Exercise aim:
Select, from the data, each line where "relevant" occurs.

Material for the task:
================
Issue #292, opened 2016-06-08
deleter_id not populated when AudioEvents are archived


atruskie:
Deleted AudioEvents correctly have their `deleted_at` field set but not their `deleter_id`.

Two recent AudioEvents that were created and then deleted:

| audio_recording_id | start_time_seconds | end_time_seconds | low_frequency_hertz | high_frequency_hertz | is_reference | creator_id | updater_id | deleter_id | deleted_at                   | created_at                   | updated_at                   |
|--------------------|--------------------|------------------|---------------------|----------------------|--------------|------------|------------|------------|------------------------------|------------------------------|------------------------------|
| 346629             | 8.3127             | 19.2261          | 1894.9219           | 6804.4922            | f            | 9          | 9          |            | "2016-06-08 03:49:54.620177" | "2016-06-08 03:49:10.420445" | "2016-06-08 03:49:11.306575" |
| 347102             | 4.3886             | 16.0914          | 2411.7188           | 8441.0156            | f            | 1          | 1          |            | "2016-06-08 03:45:54.829618" | "2016-06-08 03:45:21.345739" | "2016-06-08 03:45:21.853717" |

It appears that `deleter_id` was correctly populated for about 4 months (July to November) in 2014. 588 audio events that are deleted have `deleter_id` set out of all of the 4534 deleted events (~13%).

Things to do:
- ensure unit tests check the presence of `deleter_id` after an event is deleted
- apply unit test checks changes to any other `acts_as_paranoid` model
- fix the AudioEvent `deleter_id` bug
- fix any other `deleter_id` bugs if they exist

PR #321, opened 2017-02-08
[WIP] Add cancel account button to Admin user edit view

### LINKED ISSUE #295: Add cancel account button to Admin user edit view
Allow admins to delete old accounts.

https://github.com/QutBioacoustics/baw-server/blob/develop/app/views/devise/registrations/edit.html.haml#L19

https://github.com/QutBioacoustics/baw-server/blob/develop/app/views/user_accounts/edit.html.haml

cofiem:
Closes #295


config/settings/development.yml
```diff
@@ -10,7 +10,7 @@ development:
      database: baw_local_dev
      pool: 5
      username: postgres
-     password: ''
+     password: 'anothersecret938@'
```
atruskie: this should not have been changed - or at least checked in?

config/settings/test.yml
```diff
@@ -10,7 +10,7 @@ test:
     database: baw_local_test
     pool: 5
     username: postgres
-    password: ''
+    password: 'anothersecret938@'
```
atruskie: this should not have been changed - or at least not checked in?

db/structure.sql
```diff
@@ -2,15 +2,16 @@
...
+-- Dumped from database version 9.5.5
+-- Dumped by pg_dump version 9.5.5
 
 SET statement_timeout = 0;
 SET lock_timeout = 0;
 SET client_encoding = 'UTF8';
 SET standard_conforming_strings = on;
 SET check_function_bodies = false;
 SET client_min_messages = warning;
+SET row_security = off;
```
atruskie: this should be reverted - it interferes with the postgres version we are using

doc/guides/guides.yml
```diff
@@ -1,3 +0,0 @@
----
```
atruskie: why was this deleted?

The stub was needed at one point

atruskie:
In addition to the review, I have a few questions (because this appears to be more than skin-deep changes):

User accounts are not archivable/paranoid:

1. Are they permanently deleted?
1. What happens to associated records?
  - I did not see a unit test that ensured all relevant records are deleted?
  - Not a question: this potential for exponential deletions scares me... we've got referential integrity enabled... what happens when the user is a modifier on another user's project/site/audio_event?
1. What happens to on-disk audio recordings, and other non-db stuff if an account is deleted


I'm tempted to suggest that users should be paranoid...

cofiem:
So, regarding deleting a user, two (and a half) main options:
1. **Delete** user completely. This requires changing all the linked items in the db to:
    - have fields that link to users be nullable
    - be set to another user
    - also be deleted when a user is deleted
2. **Archive** user. This means the user might still appear in some places (e.g. last modified by),
but the user cannot log in, and the user details are deleted.
3. Some **combination** of the two - some items are also deleted, some are kept.

Deleting is the most obvious/easiest to explain to users. It is also the most difficult to implement,
as users are associated with almost every other table in the db. Changing to nullable or setting to e.g.
`admin` or `nobody` or something looses information and might introduce other issues.

Archiving makes it easier on the developers, but is more complicated to explain to users.
Yes, we can delete preferences and other user-specific info (e.g. email?, user name?), 
but the users will still be in the db. Can they re-activate their account? What will be shown in the
UI when a 'deleted' user is the owner? Last modifier?

A combination might make the most sense, but is also even more complex - need to modify some tables
to be nullable/set to other user as well as keep the user.

What shall we do?

atruskie:
Definitely archiving - and we'll keep it simple for now.

Use the language "deactivate my account" to imply we will keep the data. Add explaining terminology: 
> When your account is deactivated, you can no longer log in, or make any changes. No other user will be able to see your identifiable information.

- can they reactivate their account? yes - but through a contact us form (admin intervention only)
- we'll keep identifiable information for now, and only anonymize (delete email/username) on request (TODO: add note to terms and conditions)
- we'll show user ids (e.g. in data exports and API responses) where relevant and in other places (e.g. the modified/created tags) we'll add some generic fallback text (maybe: "Anonymous" or "Deactivated user")

I think if we ensure the account is deactivated, we can fix up small UI bugs later on, so don't worry about all the edge cases so much.

(which is all much better than a hard deletion option because we'd have to consider every edge case).

cofiem:
Will likely close #292

PR #372, opened 2018-09-17
Feature progress events endpoints

### LINKED ISSUE #348: Implement Progress API
Implement the following endpoints for the new progress models. 

- Controller: `ProgressEvents`
  - `/datasets/{dataset_id}/progress_events` (`GET` & `:index`, `POST` & `:create`)
  - `/datasets/{dataset_id}/progress_events/filter`  (`GET` & `:filter`)
  - `/datasets/{dataset_id}/progress_events/{progress_events_id}`  (`GET` & `:show`, `DELETE` & `:destroy`)
- Controller: `ProgressEventsSummary`
  - `/datasets/{dataset_id}/progress_events/summary` (`GET` & `:index`, `POST & `:filter`)  

Note: we will not support updating progress events

---

- [ ] Make controllers for ProgressEvents and ProgressEventsSummary items (can use rails console)
- [x] Ensure controller definitions match the idioms found in our existing controllers
- [x] Add acceptance specs to cover all routes and user combinations
- [x] Add appropriate documentation to our Wiki about these new endpoints
- [ ] Ensure creating new progress events for the `Default` dataset works automatically

### LINKED ISSUE #368: Incorrect default order for dataset items
When requesting a list of dataset items without specifying the order, the default order should be by the "order" column, but instead it is sorted by audio_recording_id then order. 

In other words, requesting /datasets/$dataset_id/items/ incorrectly returns the same results as 
```SQL
select * from dataset_items
where dataset_id = $dataset_id
order by "audio_recording_id", "order"
```

### LINKED ISSUE #371: Alternative route for progress events that does not require a dataset_item_id
The Default dataset is used in conjunction with progress events to track user history on the listen page. Each time a user interacts with a 30 second section of audio, a progress event will be created, which will be associated with a dataset item in the default dataset. 

The dataset_item in the default dataset may already exist if any user has already visited the relevant segment of audio or may not exist if it's the first time anyone has visited that segment of audio. 

Rather than have the client first check if the dataset item exists, create the dataset item if needed, then create the progress event, this new route will create the dataset_item and the progress event at the same time. This avoids unnecessary requests between the client and server and reduces the complexity of the client. 

The dedicated route must therefore pass all the parameters needed to form a superkey of a DatasetItem (i.e. a set of attributes that uniquely identifies a dataset item). For dataset_items these are
- dataset_id
- audio_recording_id
- start_offset_seconds
- end_offset_seconds

This route is `POST /datasets/:dataset_id/progress_events/audio_recordings/:audio_recording_id/start/:start_offset_seconds/end/:end_offset_seconds`

The parameters of the progress event are included in the POST body. There is only one parameter:
- activity

This route also can be used wherever it is more convenient to use the set of identifying attributes rather than the id. 

In the case of progress tracking for the default dataset, the dataset_item may need to be created. This should be done by the action handling this route. Dataset items should not be created for other datasets. 

So, the steps performed by the action should be 
1. get the dataset_item specified by the parameters
    1. if it doesn't exist and the dataset_id is that of the default dataset, create the dataset item
    2. if it doesn't exist and the dataset_id is not the default dataset, respond with ... ? (maybe 404 or 400?)
2. with that dataset_item's id, create the progress event.

peichins:
Closes #371 
Fixes #368
(Included filter specs that return datasets that have different audio_recording_ids in the correct order)
Closes #348

Progress events api endpoints. The standard endpoints plus:
- a specific endpoint in dataset items controller #filter_todo that performs the filter with a priority algorithm that returns dataset items in order of their count of 'viewed' progress events.  It was named 'filter_todo' because it returns items in a dataset that are still "to do", i.e. they have not yet been viewed. I am happy for this to be replaced with a better name. 
- a specific endpoint for adding progress events with route parameters that define the parent dataset_item by its dataset_id, audio_recording_id, start_time_seconds, and end_time_seconds. This endpoint allows adding of progress events to segments of audio without knowing the dataset_item_id, or, in the case of the default dataset, if the dataset item has not yet been created.

### DIFF
--- a/app/controllers/progress_events_controller.rb
+++ b/app/controllers/progress_events_controller.rb
@@ -66,6 +66,8 @@ class ProgressEventsController < ApplicationController
 
     # find dataset_item
 
+
+
     dataset_item_params = {
         dataset_id: params[:dataset_id].to_i,
         audio_recording_id: params[:audio_recording_id],
@@ -73,12 +75,16 @@ class ProgressEventsController < ApplicationController
         end_time_seconds: params[:end_time_seconds]
     }
 
+    if params['dataset_id'] == 'default'
+      dataset_item_params[:dataset_id] = Dataset.default_dataset_id
+    end
+
     dataset_item = DatasetItem.find_by(dataset_item_params)
 
     resource_params = progress_event_params
     if dataset_item
       resource_params[:dataset_item_id] = dataset_item.id
-    elsif dataset_item_params[:dataset_id].to_i == 1
+    elsif params['dataset_id'] == 'default'
 
       # is for the default dataset, so create the dataset item
       dataset_item = DatasetItem.new(dataset_item_params)
--- a/app/controllers/progress_events_controller.rb
+++ b/app/controllers/progress_events_controller.rb
@@ -59,57 +59,22 @@ class ProgressEventsController < ApplicationController
     end
   end
 
+
   # POST /datasets/:dataset_id/progress_events/audio_recordings/:audio_recording_id/start/:start_time_seconds/end/:end_time_seconds
   # create a progress event without specifying a dataset item id by specifying the datset, audio_recording and offsets
   # will create an item in the default dataset if it does not exist
   def create_by_dataset_item_params
 
-    # find dataset_item
-
-
-
-    dataset_item_params = {
-        dataset_id: params[:dataset_id].to_i,
-        audio_recording_id: params[:audio_recording_id],
-        start_time_seconds: params[:start_time_seconds],
-        end_time_seconds: params[:end_time_seconds]
-    }
-
-    if params['dataset_id'] == 'default'
-      dataset_item_params[:dataset_id] = Dataset.default_dataset_id
-    end
-
-    dataset_item = DatasetItem.find_by(dataset_item_params)
-
     resource_params = progress_event_params
-    if dataset_item
-      resource_params[:dataset_item_id] = dataset_item.id
-    elsif params['dataset_id'] == 'default'
+    dataset_item = find_or_create_dataset_item
+    resource_params[:dataset_item_id] = dataset_item.id
 
-      # is for the default dataset, so create the dataset item
-      dataset_item = DatasetItem.new(dataset_item_params)
-      do_authorize_instance :create, dataset_item
-
-      if !dataset_item.save
-        fail CustomErrors::UnprocessableEntityError.new(
-            'Can not add progress event. Dataset item parameters were invalid.',
-            dataset_item.errors.messages
-        )
-      end
-
-      resource_params[:dataset_item_id] = dataset_item.id
-
-    else
-      fail CustomErrors::UnprocessableEntityError.new(
-          'Can not add progress event. Dataset item not found.',
-          dataset_item_params
-      )
-    end
-
+    # create a progress event instance, set its attributes and authorize it
     do_new_resource
     do_set_attributes(resource_params)
     do_authorize_instance :create
 
+    # finally, save the progress event
     if @progress_event.save
       respond_create_success(progress_event_path(@progress_event))
     else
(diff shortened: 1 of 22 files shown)


lib/modules/api/response.rb
```diff
@@ -282,6 +282,12 @@ def add_paging_and_sorting(new_query, filter_settings, filter_query)
         # execute a count against entire set without paging
         total = new_query.size
 
+        # if query involves aggregation, size returns the size of each group.
+        # and what we need is the number of groups
+        if total.is_a? Hash
```
atruskie: this case seems to be exclusive with the `.size` query above. as such the should be in an `elseif`

lib/modules/filter/query.rb
```diff
@@ -308,11 +308,17 @@ def apply_sort(query, table, column_name, allowed, direction)
       sort_field = @build.build_custom_field(column_name)
       sort_field = table[column_name] if sort_field.blank?
 
-      if direction == :desc
-        sort_field_by = Arel::Nodes::Descending.new(sort_field)
+      if (sort_field.is_a? String)
+        sort_field_by = sort_field
```
atruskie: does this need to be checked for sql injection?

I can't remember but I'm hoping the `params` methods do this in rails. Either that or by using it with `.order` below should ensure safety. Worth checking.

spec/acceptance/dataset_items_spec.rb
```diff
@@ -892,4 +893,104 @@ def body_params
...
+      standard_request_options(
+          :get,
+          'FILTER TODO (as invalid token)',
+          :unauthorized,
+          {expected_json_path: get_json_error_path(:sign_up)}
+      )
+    end
+
+    # not logged in users can filter dataset items, but they won't get any items that they don't have permission for
+    get '/datasets/:dataset_id/dataset_items/filter_todo' do
```
atruskie: is it worth adding a test case for public projects? I.e. a non-logged in user may have access to `audio_recordings` and `dataset_items`

spec/acceptance/progress_events_spec.rb
```diff
@@ -0,0 +1,918 @@
...
+        {response_body_content: ['"data":null'], expected_json_path: get_json_error_path(:permissions)}
+    )
+  end
+
+
+  ################################
+  # CREATE
+  ################################
+
+  # any user can create a dataset item if they have read-access on the project
```
atruskie: ~~this comment seems erroneous?~~

~~Only for the default dataset right?~~ 

Oh, I see, this is a copy-pasta comment. Please update.

spec/requests/dataset_items_spec.rb
```diff
@@ -123,6 +122,159 @@
...
+        dataset_item = FactoryGirl.create(:dataset_item,
+                                          creator: admin_user,
+                                          dataset: dataset,
+                                          audio_recording: audio_recordings[d % 2],
+                                          start_time_seconds: d,
+                                          end_time_seconds: d+10,
+                                          order: my_rand.rand * 10)
+        dataset_item.save!
+
+        cur_data = {dataset_item: dataset_item, progress_events: [], progress_event_count: 0 }
```
atruskie: do not abbreviate variable names

spec/requests/dataset_items_spec.rb
```diff
@@ -123,6 +122,159 @@
...
+
+        for c in progress_event_creators do
+          progress_event = nil
+          if d % c[:view_every] == 0
+            progress_event = FactoryGirl.create(:progress_event, creator: c[:creator], dataset_item: dataset_item, activity: "viewed", created_at: "2017-01-01 12:34:56")
+            #has_saved = progress_event.save!
```
atruskie: why is the save commented?

this section is very dense. Help the reader out please

spec/requests/progress_events_spec.rb
```diff
@@ -0,0 +1,199 @@
...
+                                      audio_recording: audio_recording,
+                                      start_time_seconds: 23,
+                                      end_time_seconds: 33,
+                                      order: 55.5)
+    another_dataset_item
+  }
+
+  let(:progress_event_attributes_invalid_dataset_item_id) {
+    attributes = progress_event_attributes
+    attributes[:dataset_item_id] = 38921111
```
atruskie: why the big id?

spec/requests/progress_events_spec.rb
```diff
@@ -0,0 +1,199 @@
...
+    @env['HTTP_AUTHORIZATION'] = reader_token
+    @env['CONTENT_TYPE'] = "application/json"
+
+    @create_progress_event_url = "/progress_events"
+    @update_progress_event_url = "/progress_events/#{progress_event.id}"
+  end
+
+  # converts values of a hash to string
+  # not recursive: does not work on nested hashes
+  def values_to_string hash
```
atruskie: i would have thought rails would have a similar utility?

app/controllers/progress_events_controller.rb
```diff
@@ -1,4 +1,150 @@
...
+        dataset_id: params[:dataset_id].to_i,
+        audio_recording_id: params[:audio_recording_id],
+        start_time_seconds: params[:start_time_seconds],
+        end_time_seconds: params[:end_time_seconds]
+    }
+
+    dataset_item = DatasetItem.find_by(dataset_item_params)
+
+    resource_params = progress_event_params
+    if (dataset_item)
```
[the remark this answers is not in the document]
peichins: This is part of the logic for determining whether a dataset item exists and if no create it if using the default dataset.

app/models/ability.rb
```diff
@@ -464,7 +477,37 @@ def to_dataset_item(user, is_guest)
...
+
+    # anyone can create as long as they have read access on the ancestor project of the dataset item
+    can [:create], ProgressEvent do |progress_event|
+      check_model(progress_event)
+
+      begin
+        Access::Core.can_any?(user, :reader, progress_event.dataset_item.audio_recording.site.projects)
+      rescue
+        fail CustomErrors::UnprocessableEntityError.new('Invalid dataset item')
+        false
```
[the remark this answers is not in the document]
peichins: why is this false here? At the time I was not sure if the fail would return from the method, so this ensures that permission is denied if this is the case. 
can you document why this try catch is required? 
this try-catch catches all types of errors: that is not ok.
It was there because the deeply nested call to projects failed if dataset item was invalid and therefore didn't have an audio recording associated. I have refactored it to explicitly check for audio recording and removed the try-catch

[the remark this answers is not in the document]
atruskie: cool. AFAIK that false never would have had any value. Even if the exception had been handled, that line would have been skipped. Also if we are returning values early in the method, it's better to use an explicit `return` keyword to remove ambiguity.

> I have refactored it to explicitly check for audio recording and removed the try-catch
Even better.

PR #369, opened 2023-04-10
Fix KeyError

ankane:
With Docker 23 on Ubuntu 22.04, I'm seeing the following error:

```text
2023-04-10 20:00:28,118 - annb.330fe43cd51c - ERROR - Container.wait for container 330fe43cd51c failed with exception
  File "/tmp/ann-benchmarks/ann_benchmarks/runner.py", line 253, in run_docker
    _handle_container_return_value(return_value, container, logger)
  File "/tmp/ann-benchmarks/ann_benchmarks/runner.py", line 264, in _handle_container_return_value
    error_msg = return_value["Error"]
KeyError: 'Error'
```

It looks like `return_value` is `{'StatusCode': 0}` instead of `{'Error': None, 'StatusCode': 0}` (which I'm seeing with Docker 20 on Mac).


erikbern:
Thanks for fixing! I also saw this while I was running the benchmarks.

ankane:
No problem, and thanks!

PR #372, opened 2023-04-11
Fix the angular distance problem

SDU-L:


erikbern:
Thanks. You have to update the tests too. But I can do that.

PR #375, opened 2023-04-11
Added FastPQ

thomasahle:
Adds https://github.com/thomasahle/fast_pq to AnnBenchmarks

### DIFF
--- a/.github/workflows/benchmarks.yml
+++ b/.github/workflows/benchmarks.yml
@@ -34,6 +34,7 @@ jobs:
           - elasticsearch
           - elastiknn
           - faiss
+          - fast_pq
           - flann
           - hnswlib
           - luceneknn
--- a/algos.yaml
+++ b/algos.yaml
@@ -213,7 +213,7 @@ float:
       constructor: FastPQ
       base-args: ["@metric"]
       run-groups:
-        annoy:
+        fast_pq:
           args: [[1, 2, 3]]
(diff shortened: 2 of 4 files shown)


erikbern:
let me know when this is ready to be merged!

thomasahle:
@erikbern What is actually right command to test run?
```
py run.py --docker-tag ann-benchmarks-fast_pq --max-n-algorithms 3 --runs 2 --dataset random-xs-20-angular --run-disabled --timeout 300
```
Seems to complain I don't have docker running.
Do I need to start my own docker daemon before I can run this?

thomasahle:
So adding
```
import sys, os
sys.path.append(os.getcwd() + '/fast_pq')
```
to `ann_benchmarks/algorithms/fast_pq.py` fixed my import errors, but I assume that's not the recommended approach.

thomasahle:
It's that the directory format is
```
fast_pq/
- fast_pq/
  - __init__.py
  - ...
- tests/
- setup.py
- ...
```
The PYTHONPATH should be such that `import fast_pq` imports the module (inner `fast_pq/`), not the outer directory.

erikbern:
Sure, but you don't need that hack if you just install it globally – which would be nice. That's how every other library works right now, and I think it's somewhat cleaner.

thomasahle:
That makes sense. I've updated the build system to work with `pip install .` so everything should be working now.

erikbern:
Awesome. I'll merge this!

erikbern:
Thanks for the contribution!

thomasahle:
Now just fingers crossed that it doesn't suck 🤞

PR #376, opened 2023-04-11
Fix Faiss CI failures

ankane:
CI currently fails when`faiss-gpu` is randomly selected to run (which is possible since CI uses `--run-disabled`).

```text
Trying to instantiate ann_benchmarks.algorithms.faiss_gpu.FaissGPU([4096, 1])
  File "run_algorithm.py", line 3, in <module>
    run_from_cmdline()
  File "/home/app/ann_benchmarks/runner.py", line 198, in run_from_cmdline
    run(definition, args.dataset, args.count, args.runs, args.batch)
  File "/home/app/ann_benchmarks/runner.py", line 101, in run
    algo = instantiate_algorithm(definition)
  File "/home/app/ann_benchmarks/algorithms/definitions.py", line 17, in instantiate_algorithm
    return constructor(*definition.arguments)
  File "/home/app/ann_benchmarks/algorithms/faiss_gpu.py", line 19, in __init__
    self._res = faiss.StandardGpuResources()
AttributeError: module 'faiss' has no attribute 'StandardGpuResources'
```

This fixes it, and incorporates two other changes (happy to split into separate PRs if desired):

1. Adds `-q` to reduce excessive `wget` output for Faiss build
2. Updates the job name on CI so it's easier to see what's running

Edit: Example failure - https://github.com/erikbern/ann-benchmarks/actions/runs/4662682480/jobs/8253299697

### DIFF
--- a/.github/workflows/benchmarks.yml
+++ b/.github/workflows/benchmarks.yml
@@ -65,6 +65,9 @@ jobs:
     env:
       LIBRARY: ${{ matrix.library }}
       DATASET: ${{ matrix.dataset }}
+      RUN_OPTIONS: ${{ matrix.library != 'faiss' && '--run-disabled' || '' }}
+
+    name: ${{ matrix.library }} (${{ matrix.dataset }})
 
     steps:
     - uses: actions/checkout@v3 # Pull the repository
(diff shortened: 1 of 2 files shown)


ankane:
fwiw, I think all the remaining failures are due to libraries expecting a specific instruction set / AVX-512.

`milvus`

```
Illegal instruction (core dumped)
The command '/bin/sh -c python3 -c 'import pyknowhere'' returned a non-zero code: 132
```

`qsgngt`

```text
/home/app/qsg-union-3.0/lib/NGT/Index.h:Index:388: NGT::Index: Fatal Error!. Despite that This NGT library is built with AVX512, this CPU doesn't support AVX512. This CPU supoorts avx avx2 
```

`diskann`

```text
/usr/lib/gcc/x86_64-linux-gnu/11/include/avx512fintrin.h:305:1: error: inlining failed in call to 'always_inline' '__m512 _mm512_setzero_ps()': target specific option mismatch
```

PR #379, opened 2023-04-14
Redisearch

erikbern:
This is basically https://github.com/RedisAI/ann-benchmarks/tree/multiclient_tool rebased on current main


erikbern:
I think this got a bit too messy. I'm just going to copy the dockerfile and the algo script into this repo instead!

PR #380, opened 2023-04-14
update NGT parameters

masajiro:
The NGT parameters have been changed to fit the 2 h timeout. This is ready to merge


maumueller:
Thanks @masajiro!

PR #384, opened 2023-04-15
Added more config points to fast_pq

thomasahle:
Just to get some more recall in the 0.9+ range.


thomasahle:
Hm, this should be synced with the main repo. Not sure why the previous commits show up in the pull request. There doesn't seem to be any conflicts, and the "Changed Files" only contain the actual changes.

algos.yaml
```diff
@@ -215,7 +215,9 @@ float:
       run-groups:
         fast_pq:
           args: [[1, 2, 3]]
-          query-args: [[1, 2, 3, 4, 6, 8, 10, 13, 16, 20, 24, 28, 33, 38, 44, 50, 57, 64, 72, 80]]
+          # OEIS: A002984
```
erikbern, line 218: totally random side topic but maybe E series could be a good choice? https://en.wikipedia.org/wiki/E_series_of_preferred_numbers

erikbern:
let me know if you can't figure out the git issue and i can try to fix it

PR #389, opened 2023-04-17
update ngt parameters

masajiro:
The NGT parameters were updated again because they did not fit well within the 2 h timeout. Thank you for your trouble in advance.


erikbern:
Thanks!

PR #390, opened 2023-04-18
More query params for fast_pq

thomasahle:
Fixed git issues.
New values don't grow exponentially, but fast than the first "tier".


thomasahle:
Looks like the error is related to `glass`, not `fast_pq`.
================
Output below:
  - I did not see a unit test that ensured all relevant records are deleted?
- we'll show user ids (e.g. in data exports and API responses) where relevant and in other places (e.g. the modified/created tags) we'll add some generic fallback text (maybe: "Anonymous" or "Deactivated user")
The dataset_item in the default dataset may already exist if any user has already visited the relevant segment of audio or may not exist if it's the first time anyone has visited that segment of audio. 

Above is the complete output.